*** Opening EXERCISE INPUTS ***
PR #735, opened 2019-10-29
Tests for room dir search

erikjohnston:
Requires https://github.com/matrix-org/synapse/pull/6268

### DIFF
--- a/tests/30rooms/70publicroomslist.pl
+++ b/tests/30rooms/70publicroomslist.pl
@@ -248,3 +248,44 @@ test "Can paginate public room list",
          Future->done( 1 );
       })
    };
+
+test "Can search public room list",
+   requires => [ $main::HOMESERVER_INFO[0], local_user_fixture() ],
+
+   check => sub {
+      my ( $info, $local_user ) = @_;
+
+      my $room_id;
+
+      matrix_create_room( $local_user,
+         visibility      => "public",
+         name            => "Test Name",
+         topic           => "Test Topic Wombles",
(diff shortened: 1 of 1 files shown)


erikjohnston:
Good point, should be fixed now

tests/30rooms/70publicroomslist.pl
```diff
@@ -248,3 +248,46 @@
...
+            do_request_json_for( $local_user,
+               method => "POST",
+               uri    => "/r0/publicRooms",
+
+               content => {
+                  filter => {
+                     generic_search_term => "wombles",  # Search case insesitively
+                  }
+               },
+               )->then( sub {
```
richvdh:
```suggestion
            )->then( sub {
```

tests/30rooms/70publicroomslist.pl
```diff
@@ -248,3 +248,46 @@
...
+
+               assert_json_keys( $body, qw( chunk ) );
+
+               # We only expect to find a single result
+               assert_eq( scalar @{ $body->{chunk} }, 1 );
+
+               assert_eq( $body->{chunk}[0]{room_id}, $room_id );
+
+               Future->done( 1 );
+            })
```
richvdh: can you add an on_fail here (like https://github.com/matrix-org/sytest/blob/0b009ceaf2fec56edcc8a0015b548a306f79d990/tests/30rooms/70publicroomslist.pl#L104) so that when it fails we can see *why* it is failing?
*** Closing EXERCISE INPUTS ***
## YOUR GOAL
The entries shown above should be duplicated exactly.

## OUTPUT OF THE TASK
PR #735, opened 2019-10-29
Tests for room dir search

erikjohnston:
Requires https://github.com/matrix-org/synapse/pull/6268

### DIFF
--- a/tests/30rooms/70publicroomslist.pl
+++ b/tests/30rooms/70publicroomslist.pl
@@ -248,3 +248,44 @@ test "Can paginate public room list",
          Future->done( 1 );
       })
    };
+
+test "Can search public room list",
+   requires => [ $main::HOMESERVER_INFO[0], local_user_fixture() ],
+
+   check => sub {
+      my ( $info, $local_user ) = @_;
+
+      my $room_id;
+
+      matrix_create_room( $local_user,
+         visibility      => "public",
+         name            => "Test Name",
+         topic           => "Test Topic Wombles",
(diff shortened: 1 of 1 files shown)


erikjohnston:
Good point, should be fixed now

tests/30rooms/70publicroomslist.pl
```diff
@@ -248,3 +248,46 @@
...
+            do_request_json_for( $local_user,
+               method => "POST",
+               uri    => "/r0/publicRooms",
+
+               content => {
+                  filter => {
+                     generic_search_term => "wombles",  # Search case insesitively
+                  }
+               },
+               )->then( sub {
```
richvdh:
```suggestion
            )->then( sub {
```

tests/30rooms/70publicroomslist.pl
```diff
@@ -248,3 +248,46 @@
...
+
+               assert_json_keys( $body, qw( chunk ) );
+
+               # We only expect to find a single result
+               assert_eq( scalar @{ $body->{chunk} }, 1 );
+
+               assert_eq( $body->{chunk}[0]{room_id}, $room_id );
+
+               Future->done( 1 );
+            })
```
richvdh: can you add an on_fail here (like https://github.com/matrix-org/sytest/blob/0b009ceaf2fec56edcc8a0015b548a306f79d990/tests/30rooms/70publicroomslist.pl#L104) so that when it fails we can see *why* it is failing?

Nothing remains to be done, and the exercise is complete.